Saturday, October 13, 2012

As the 44th President of the United States, Barack Obama has become an icon of the times—a lens through which people worldwide interpret the politics, art, comics, and music in their lives.

To examine this cultural phenomenon, University of Iowa graduate students Nicholas Yanes and Derrais Carter compiled and edited essays and interviews for The Iconic Obama, 2007-2009: Essays on Media Representations of the Candidate and New President, published this fall by McFarland & Company, Inc.

 

Nicholas Yanes and Derrais Carter stand in front of a building on the pentacrest

The book presents a series of viewpoints that explore the widespread enthusiasm associated with Obama and the resulting implications for the study of popular culture. The essays in this collection focus on the buildup to the 2008 election, as well as Obama’s first year as president. The contributors represent a variety of scholarly viewpoints, each adding a unique perspective on Obama’s relationship to popular culture.

“The book is about understanding the capacity of people to create and unleash their own interpretations of our leaders,” says Carter, a Ph.D. student in American studies and a Dean’s Graduate Research Fellow. “There is no single way to represent them. We do it through different lenses.”

The co-editors see this book as a reflection of our society’s tendency to discuss and characterize political leaders in newspapers, on television, and on the Internet. This type of analysis carries over to other media studies, including music, film, and comic books.

Yanes says the image of the country’s first black president is inescapable. The idea for this book is an example.

“The book was inspired by my niece, who was five at the time,” says Yanes, who is also a Ph.D. student in American studies and a Dean’s Graduate Research Fellow. 

“She told me there’s a new candidate and she wanted me to vote for him. I thought there must be something unique about how Obama influences public rhetoric.”

For Yanes, collecting the essays served as an insightful reminder of the world’s interconnectedness.

“People around the world are borrowing our cultural tropes, but redeploying them in unique ways,” Yanes says. “In the United States, we had the Obama Girl phenomenon with the YouTube video of the girl singing, ‘I have a crush on Obama.’ In Japan, they had the Obama Girls, which was a group of women who supported Obama and encouraged people to support Obama.”

The book offers no commentary on Obama’s political agenda, instead emphasizing the possibilities his campaign has created both in the United States and abroad. This project’s overarching argument is that

President Obama’s campaign and transition into the White House has carved a space in which activists, politicians, fans, and artists can converge, using Obama’s image to represent their respective ideologies.

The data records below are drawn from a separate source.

Issue #9100, opened 2022-02-11
Internet Explorer - The info side panel is not displayed


pcenov:
## Observed behavior
The info side panel of a resource is not displayed when I click the info icon of a card at the Library page or at the Bookmarks page while using IE browser.
This issue was initially reported here: https://github.com/learningequality/kolibri/pull/9063

## Expected behavior
Fully functional side panel in IE browser.

## Steps to reproduce the issue
1. Install the following build: https://buildkite.com/learningequality/kolibri-windows/builds/3154
2. Go to the Library/Bookmarks page and click the info icon of a card.

## Screenshots
![2022-02-11_15-25-53](https://user-images.githubusercontent.com/79847249/153612389-bcce6a43-d08c-44f3-8a00-582d0caffb56.png)
![2022-02-11_16-20-04](https://user-images.githubusercontent.com/79847249/153612392-0b6b09ac-4cf8-4db9-99da-43cc4c17e7a7.png)

## Usage Details
Windows 7 and 10, Internet Explorer

pcenov:
@radinamatic

radinamatic:
I'm able to replicate this in IE11, and apparently the same error happens when user clicks on the *View folder resources* or *View information* buttons. 

On top of it, after that error occurs, which has no user-facing notification (just the console), the _Go back_ button (top left arrow) does not work, and the user is effectively stuck there with no way to go anywhere, a part from manually editing the URL (if they know how) 😞 

*View folder resources* | *View information* | _Go back_ (top left arrow)
--- | --- | ---
![Win10 (start)  Running  - Oracle VM VirtualBox_001](https://user-images.githubusercontent.com/1457929/153804625-f029d6b0-1e49-4393-8a29-26fd0c825be1.png) | ![Win10 (start)  Running  - Oracle VM VirtualBox_002](https://user-images.githubusercontent.com/1457929/153804624-f39ae7e9-8dfe-4713-9b40-96363e16f3b2.png) | ![Win10 (start)  Running  - Oracle VM VirtualBox_003](https://user-images.githubusercontent.com/1457929/153804621-fefaf725-d2d0-4d7d-8371-d02ca4d3d644.png)

radinamatic:
@marcellamaki This looks like P0 (blocker) to me.

MisRob:
Seems to be more important than what I've been working on so I'll check if I can find out something before our US friends get up :)

MisRob:
[...]

PR #9080, opened 2022-02-03
Remove kfixedgrid from category search modal

marcellamaki:
## Summary

Fixes #8988 

This PR cleans up the `CategorySearchModal` implementation in several ways. 
1) Rather than using `KFixedGrid` (which does not allow for numCols === 1), it uses `KGrid`
2) This eliminates the need for some props (that I probably never should have added) also
3) Removes a file that wasn't being used at all! 🆘 
4) Changes the display of the `CategorySearchModal` on the Library page to use `FullScreenSidePanel` on medium screens, per [slack discussion](https://learningequality.slack.com/archives/CB37UM23A/p1642790416108000).

## References
Most of this refactor should result in no changes to the UI, with the exception of the "medium screen" change (#4): 

medium-screen-category-search

## Reviewer guidance

- Does the category search work at each screen resolution? 
- Are there any bugs in the layout (overlapping/squished words, etc.)? 

----

## Testing checklist

- [x] Contributor has fully tested the PR manually
- [x] If there are any front-end changes, before/after screenshots are included
- [ ] Critical user journeys are covered by Gherkin stories
- [ ] Critical and brittle code paths are covered by unit tests

## PR process

- [x] PR has the correct target branch and milestone
- [x] PR has 'needs review' or 'work-in-progress' label
- [x] If PR is ready for review, a reviewer has been added. (Don't use 'Assignees')
- [ ] If this is an important user-facing change, PR or related issue has a 'changelog' label
- [ ] If this includes an internal dependency change, a link to the diff is provided

## Reviewer checklist

- Automated test coverage is satisfactory
- PR is fully functional
- PR has been tested for [accessibility regressions](http://kolibri-dev.readthedocs.io/en/develop/manual_testing.html#accessibility-a11y-testing)
- External dependency files were updated if necessary (`yarn` and `pip`)
- Documentation is updated
- Contributor is in AUTHORS.md

PR #9103, opened 2022-02-14
First part of the fix for the info side panel not displayed in Internet Explorer

MisRob:
Fixes the info side panel not displayed in IE after clicking the info button (https://github.com/learningequality/kolibri/issues/9100). See the commit message for an explanation.

However, I tested this fix on the bookmarks page only, and even though the side panel appears now in Internet Explorer as expected for me, there still needs to be some work done. It seems that over time we somehow updated styles related to positioning the close button in the full-screen side panel and after fixing the calculation in this PR, the button seems to be off now in ALL browsers:

**(1) When there are some learning activities**
Screenshot from 2022-02-14 14-00-26

**(2) No learning activities or when the header slot is empty**
Not sure if it happens with production data but in any case `FullScreenSidePanel` should be ready for this situation since the header slot is optional or when learning activities would be missing.

Screenshot from 2022-02-14 14-01-35

I might have also overlooked something and so far was debugging on Browserstack where things were getting quite stuck. Since #9100 seems to be a blocker to the release, I'm opening a draft PR if someone would like to finish this sooner, before I can get to it again.

### DIFF
--- a/kolibri/core/assets/src/views/FullScreenSidePanel/index.vue
+++ b/kolibri/core/assets/src/views/FullScreenSidePanel/index.vue
@@ -171,7 +171,7 @@
       },
       closeButtonStyles() {
         return {
-          top: `calc((${this.fixedHeaderHeight} - 40px) / 2)`,
+          top: `${(this.fixedHeaderHeight - 40) / 2}px`,
         };
       },
       closeButtonFullScreenSidePanelStyles() {


MisRob:
Closing in favor of https://github.com/learningequality/kolibri/pull/9080, where the problematic calculation has been removed completely as part of a larger refactor and where @marcellamaki also added fixes for buttons positions. Thank you, @marcellamaki, @radinamatic, and @pcenov.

“We are interested in how people work through his image. Our intent is not to say we’re pro or anti Obama,” Carter says. “We’re more interested in how people make meaning of Obama. That’s the more interesting narrative we’re building with this project.”

Carter especially enjoyed Travis Gosa’s essay, “The Audacity of Dope”: Rap Music, Race, and the Obama Presidency.

“Travis has this approachable way of writing that helps us understand how the politics of rap and rap music are connected to political ideologies,” Carter says. “He’s not saying all rap is political, but he’s saying it’s important for us to understand that some of these artists are also making meaning of Obama’s presence.”

Yanes and Carter’s collaborators for this project include national and international contributors. University of Iowa contributors include doctoral students Rauf Arif, James Carviou, Robert Gutsche, and Etse Sikanku (all journalism and mass communication), and Patrick Oray (American studies). Graduate College Associate Dean Dan Berkowitz also was interviewed about how to understand Obama’s election news coverage.

In the aftermath of the 2012 election, additional representations of Obama will proliferate as he enters his second term. All the while, Obama supporters, critics, and analysts will remix the image of the United States’ first black president.